Erfrischt durch diese Rast geht es dann weiter, vorbei an Einach und Predlitz, über die Landesgrenze hinüber nach Salzburg. Vom Oberlauf der Mur aus grüßen aus Rafting-Booten oftmals jene herüber, welche die Gegend lieber vom Wasser aus erkunden, als vom stählernen Band der Murtalbahn-Geleise.

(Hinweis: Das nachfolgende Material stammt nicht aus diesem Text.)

PR #6542, opened 2026-09-15
fix(amneziawg): reserve the relay port before an AmneziaWG inbound has a peer

BlindMaster24:
## Summary

A local AmneziaWG inbound reserved its automatic loopback relay port only once it had a qualifying peer, so a freshly created AmneziaWG inbound owned nothing. An ordinary inbound could be saved onto the port that row derives, and adding the inbound's first client then put two inbounds on `127.0.0.1:65101`, which makes Xray refuse its whole config and takes every other protocol on the host down with it.

Found as a pre-existing MEDIUM during the review of #6540. That change removes the *other* gate on ownership, `enable`; this one removes the peer gate, and the two are independent.

> **Red-first head.** On this machine no DB-backed test can run at all — no C toolchain (`go-sqlite3` needs cgo), no container runtime — so the failing half of red-first can only be executed by CI. The first commit here is deliberately the test alone; `go-test` is red on it, and the fix is the commit after. This pull request is opened as a draft for exactly that window, so the review job does not read a head that is red by construction.

## Why it happens

`checkAmneziawgnetSocksConflict` skips a candidate when `amneziawg.InstanceFromInbound` returns `ok=false` (`internal/web/service/port_conflict.go:300`), and `InstanceFromInbound` requires at least one enabled peer with a public key and allowed IPs (`internal/amneziawg/instance.go:38-52`). A fresh AmneziaWG inbound has none: `normalizeAmneziaWGSettings` writes `Clients: []model.Client{}` for empty settings (`internal/web/service/inbound_amneziawg.go:206-217`), and `injectAmneziawgnetSocks` skips a row with no peer emails (`internal/web/service/xray.go:756-760`).

Nothing else covers the gap, and nothing re-checks it later: only two call sites run `checkPortConflictTx` at all — `AddInbound` (`internal/web/service/inbound.go:1229`) and `UpdateInbound` (`:1721`) — while the client paths that can create the first peer, `ClientService.AddInboundClient` (`internal/web/service/client_inbound_apply.go:315`) among them, run no port check.

Reproduces entirely through the panel, with the ordinary workflow rather than a deliberate toggle:

1. Create an AmneziaWG inbound and give it no client yet. The row owns no slot, and `InstanceFromInbound` is `false`, so no relay is generated.
2. Save any inbound on that row's derived port (`65101`–`65535`). The forward check drops the AmneziaWG row, the DB query cannot see a relay that is not a row, and the save succeeds.
3. Add the inbound's first client. No port check runs.
4. At the next Xray start the relay is generated next to the inbound from step 2; Xray fails the second bind and refuses the entire config.

## Where the guard belongs

Two shapes close this, and this PR takes the first:

- **Ownership follows the row (this PR)**, so a local AmneziaWG row reserves its derived port from creation. One predicate removed, and the check then states the same rule as its two siblings — `checkAmneziawgnetSocksRelayCollision` and `checkAmneziawgnetSocksReverseConflict` key on `protocol` and `node_id IS NULL` alone (`internal/web/service/port_conflict.go:320-327`, `:347-354`).
- **Ownership follows what is injected**, which needs a port check added to every path that can create the first peer or re-enable the row — at least `AddInboundClient`, `UpdateInboundClient`, both client-enable setters and `SetInboundEnable`. That is five new validation sites, each able to refuse a client operation because of a loopback port the operator cannot see or act on from where the refusal appears.

The first is also the only shape consistent with what already ships: #6539's collision check has no peer gate.

## The change

The peer gate is removed from the forward check's candidate loop, and the now-unused `amneziawg` import goes with it.

## Type of change

- [x] Bug fix
- [ ] New feature
- [ ] Documentation
- [ ] Tests only
- [ ] Build / CI / tooling
- [ ] Other

## Areas affected

- [x] Xray config generation
- [ ] Database / migrations
- [ ] Docker image
- [ ] Multi-node (sub-nodes)
- [ ] Telegram bot

## How was this tested?

`TestCheckPortConflict_AmneziawgnetSocksRelayReservedBeforeTheFirstPeer` (`internal/web/service/port_conflict_test.go`) replaces `TestCheckPortConflict_AmneziawgnetSocksRelayIgnoredWhenNoQualifyingPeer`, which asserted the rule this change removes. The rewrite keeps the test's position and shape and changes three things: its name, its doc comment, and the direction of its assertion. Its fixture is also corrected — the old one seeded `Settings: `{}``, a shape the service never writes, and the new one seeds what `normalizeAmneziaWGSettings` writes for a fresh inbound: a server block with `"clients":[]`.

It fails without the fix, on the test-only head:

```
--- FAIL: TestCheckPortConflict_AmneziawgnetSocksRelayReservedBeforeTheFirstPeer (0.11s)
    port_conflict_test.go:898: an AmneziaWG inbound with no peer yet still owns relay port 65101; the save must be refused
```

Executed in [run 34944524141, job `go-test`](https://github.com/MHSanaei/3x-ui/actions/runs/34944524141/job/104300664280) — the only `--- FAIL:` line in that job, and `golangci` passed alongside it.

- [ ] `go build ./...` and the test suite pass locally — cannot run on this machine (no C toolchain: `CGO_ENABLED=0`, so `go-sqlite3` is its stub). The DB-backed tests compile here and CI exercises them.

## Breaking changes

No schema change, no migration, and no row's stored data moves. Xray's generated config is unchanged for every setup that starts today.

**The one behaviour change:** saving an inbound onto the derived relay port of a local AmneziaWG row that has no qualifying peer is now refused, where it used to be accepted. That is the bug above, so the refusal is the fix; it also means a row whose settings cannot produce a relay at all reserves its port until the row is deleted or its settings are made valid — the edit that makes them valid runs the port check, so a squatter is caught there rather than silently surviving.

**Residual, not fixed here:** a database that already reached the broken state before this change — a peerless AmneziaWG row plus an ordinary inbound on its derived port — still breaks Xray when that row's first client is added, because the client paths run no port check. Closing that needs a decision (refuse the client operation, or re-check the relay on the peer transitions), so it is reported rather than folded in. Ports in `65101`–`65535` are panel-internal and never suggested, so reaching this state takes a deliberately chosen high port.


BlindMaster24:
Round 1 dispositions, on head `17f069a0`.

**LOW — the doc block's justification clause now contradicts the function it cites. Correct, and fixed in `17f069a0`.** You are right that this is mine: this PR rewrote the sentence's subject and left the clause, so the block claimed every matching row gets a relay inbound while the rows this change newly reserves for are exactly the ones `injectAmneziawgnetSocks` skips. A reader following the cross-reference lands on the guard this branch removes and reads it as the rule, which is how a removed guard comes back.

The fix replaces the twelve-line block rather than patching the clause. What is left is the two things that are true and load-bearing — what the check compares, that the reservation is broader than what is emitted, and why `db` is a parameter — which also puts the block inside `CLAUDE.md`'s two-line cap instead of five times over it. The peerless reason stays where it is actionable, in the two-line comment above the candidate loop. I am flagging the size of that edit deliberately: it is a pre-existing over-long block, and I shortened it because the finding landed on it, not as tidying. The other over-long blocks in this file are untouched.

**MEDIUM (pre-existing) — the reservation is only consulted from `AddInbound`/`UpdateInbound`.** Acknowledged as pre-existing, disclosed in the description's Residual paragraph, and not fixed here. Your two transitions are the right pair: `AddInboundClient` (`client_inbound_apply.go:315`) creates the first peer, and `SetInboundEnable` (`inbound.go:1566-1588`) flips the column, and neither runs a port check. Closing it means deciding what a *client* operation should do about a loopback port the operator cannot see from there, which is a design call, not a predicate — so it is a line in the report. Your second consequence is already handled by the sibling PR: `#6540` removes the `enable = ?` filter, and this PR does not, which is why the two are separate.

**On the failure text being unverified in your read.** Fair, and the description now carries the job link, so it is checkable from the PR: [run 34944524141](https://github.com/MHSanaei/3x-ui/actions/runs/34944524141/job/104300664280), one `--- FAIL:` line, `port_conflict_test.go:898`.

**One disclosure about the test, since you reviewed it after the red run.** The assertion you saw that names the owning inbound was added in the fix commit, not in the test-only head. The red property is unchanged by it: it can only fire when the conflict is non-nil, and on the test-only head the check returned nil, so the earlier `Fatalf` was the one that ran — which is what the CI log shows. The line number moved from the head you would have seen to `:898` for the same reason.

BlindMaster24:
@claude review

Head `17f069a0` answers the round-1 LOW: the doc block no longer claims every matching row gets a relay, and it is now two lines. The pre-existing MEDIUM is acknowledged and disclosed as a residual rather than fixed. Dispositions are in the comment above.

BlindMaster24:
@claude review

Rebased onto `2d8d3048` after #6540 merged, so this head is `b41118cb`. One conflict, in this function's doc block, where #6540 edited a word inside the twelve-line block this PR replaces — resolved by keeping this PR's two-line block and #6540's query change, which is what the two changes mean together. `enable = ?` is gone from the candidate query and the peer gate is gone from the candidate loop; both inline comments survive. Diff against the new base is the same two files, +19/-23.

Nach knapp 37 Kilometern, einer Reisezeit von einer Stunde und vierzig Minuten, sowie nach der Überwindung von 203 Höhenmetern, erreicht der Bummelzug schließlich sein Ziel Tamsweg im Salzburger Lungau. Dort ist Gelegenheit für ein ausgiebiges Mittagessen, oder eine zünftige Jause, ehe sich der Zug wieder auf den Weg macht, zurück in die Steiermark, hinunter nach Murau. Nicht nur, weil es nun leicht bergab geht, sondern auch, weil auf der Rückfahrt kein Wasser aufgenommen zu werden braucht, dauert die Rückfahrt nur eineinhalb Stunden. Geölt werden muss trotzdem, jedes Mal, wenn ein Halt erfolgt. Hier gilt der Spruch "Wer gut schmiert, fährt gut" noch in seiner ursprünglichsten Form. Wie eine Zeitreise in die Vergangenheit, so wirkt es oftmals, das tolle Erlebnis einer Fahrt durch das obere Murtal mit dem Dampfbummelzug der Murtalbahn.